Data excerpts:
────

PR #10462, opened 2024-12-06
When measuring test cases with Visual Studio TRX as source, search al…

### LINKED ISSUE #10460: When matching test cases to tests with Visual Studio TRX as source, search all test category items for test case ids
When matching test cases to tests with Visual Studio TRX as source, search all test category items for test case ids, instead cutting the search short after the first match:

```python
    @staticmethod
    def __entity(test: Element, result: str, namespaces: Namespaces) -> Entity:
        """Transform a test case into a test entity."""
        name = test.attrib["name"]
        for category in test.findall(".//ns:TestCategoryItem", namespaces):
            if match := re.search(TestCases.TEST_CASE_KEY_RE, category.attrib["TestCategory"]):
                name += f" ({match[0]})"
                break # <= remove the break
        key = test.attrib["id"]
        return Entity(key=key, name=name, test_result=result)
```

fniessink:
…l test category items for test case ids, instead cutting the search short after the first match.

Fixes #10460.

### DIFF
--- a/components/collector/src/metric_collectors/test_cases.py
+++ b/components/collector/src/metric_collectors/test_cases.py
@@ -59,8 +59,9 @@ class TestCases(MetricCollector):
         "timeout": "errored",
         "warning": "errored",
     }
-    # Regular expression to identify test case ids in entity attributes:
-    TEST_CASE_KEY_RE = re.compile(r"\w+\-\d+")
+    # Regular expression to identify test case ids in entity attributes. Matches identifiers of the form BAR-123,
+    # while ensuring they are not part of longer identifiers such as FOO-BAR-123 or BAR-123-456:
+    TEST_CASE_KEY_RE = re.compile(r"(?<![-\w])\b[A-Za-z]+\-\d+\b(?![-\w])")
     ENTITY_ATTRIBUTES_TO_SEARCH = ("name", "test_name", "description")
     # The supported source types for test cases and test reports:
     TEST_CASE_SOURCE_TYPES: ClassVar[list[str]] = ["jira"]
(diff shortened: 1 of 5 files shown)


components/collector/src/metric_collectors/test_cases.py
```diff
@@ -59,8 +59,9 @@ class TestCases(MetricCollector):
         "timeout": "errored",
         "warning": "errored",
     }
-    # Regular expression to identify test case ids in entity attributes:
-    TEST_CASE_KEY_RE = re.compile(r"\w+\-\d+")
+    # Regular expression to identify test case ids in entity attributes. Matches identifiers of the form BAR-123,
+    # while ensuring they are not part of longer identifiers such as FOO-BAR-123 or BAR-123-456:
+    TEST_CASE_KEY_RE = re.compile(r"(?<![-\w])\b[A-Za-z]+\-\d+\b(?![-\w])")
```
wkoot, line 64: Shouldn't this be a metric source config parameter?

components/collector/src/source_collectors/visual_studio_trx/tests.py
```diff
@@ -39,9 +39,10 @@ def _include_entity(self, entity: Entity) -> bool:
...
         name = test.attrib["name"]
-        for category in test.findall(".//ns:TestCategoryItem", namespaces):
-            if match := re.search(TestCases.TEST_CASE_KEY_RE, category.attrib["TestCategory"]):
-                name += f" ({match[0]})"
-                break
+        category_items = test.findall(".//ns:TestCategoryItem", namespaces)
+        categories = [item.attrib["TestCategory"] for item in category_items]
+        matches = [match[0] for category in categories if (match := re.search(TestCases.TEST_CASE_KEY_RE, category))]
+        if matches:
+            name += f" ({', '.join(sorted(matches))})"
```
wkoot, line 46: Should we deduplicate as well as sorting?

components/collector/src/metric_collectors/test_cases.py
fniessink: Hmm, maybe. But for now we only support Jira ids, so we don't need different regular expressions per test case source yet.

components/collector/src/source_collectors/visual_studio_trx/tests.py
fniessink: If there are duplicates here it means one test has multiple references to the same Jira id. That would be weird, so I'd rather have a chance to detect it.

PR #10570, opened 2024-12-23
Add link to docs for missing metrics metric.

### LINKED ISSUE #10528: Add link to docs for each metric type in missing metrics
 Ex. I'm always frustrated when missing metrics reports missing metrics but I forgot why this metric is important or what it actually is.

a link in the metric type column to the docs page of each metric

image

fniessink:
Closes #10528.


components/shared_code/src/shared_data_model/meta/base.py
```diff
@@ -39,3 +42,15 @@ def check_description(self) -> Self:
         """Check the description."""
         self.check_punctuation("description", self.description)
         return self
+
+
+class DocumentedModel(DescribedModel):
+    """Extend the described model with a reference documentation URL."""
+
+    reference_documentation_url: str | None = None  # Set auomatically by set_reference_documentation_url() below
```
wkoot:
```suggestion
    reference_documentation_url: str | None = None  # Set automatically by set_reference_documentation_url() below
```

components/shared_code/src/shared_data_model/meta/base.py
```diff
@@ -39,3 +42,15 @@ def check_description(self) -> Self:
...
+
+    @model_validator(mode="after")
+    def set_reference_documentation_url(self) -> Self:
+        """Set the reference documentation URL based on the metric name."""
+        self.reference_documentation_url = f"{REFERENCE_DOCUMENTATION_URL}{slugify(self.name)}"
+        return self
```
wkoot, line 56: Why does this return an instance of `Self` instead of `None`?
The self object is not a deepcopy so the return might be confusing, as the current self is mutated in the process

fniessink: That's how Pydantic's "after" model validators work, see https://docs.pydantic.dev/latest/concepts/validators/#model-after-validator.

────

Your answer should be the number of lines in the records that contain the word "LINKED", with nothing added.

Problem solution:
2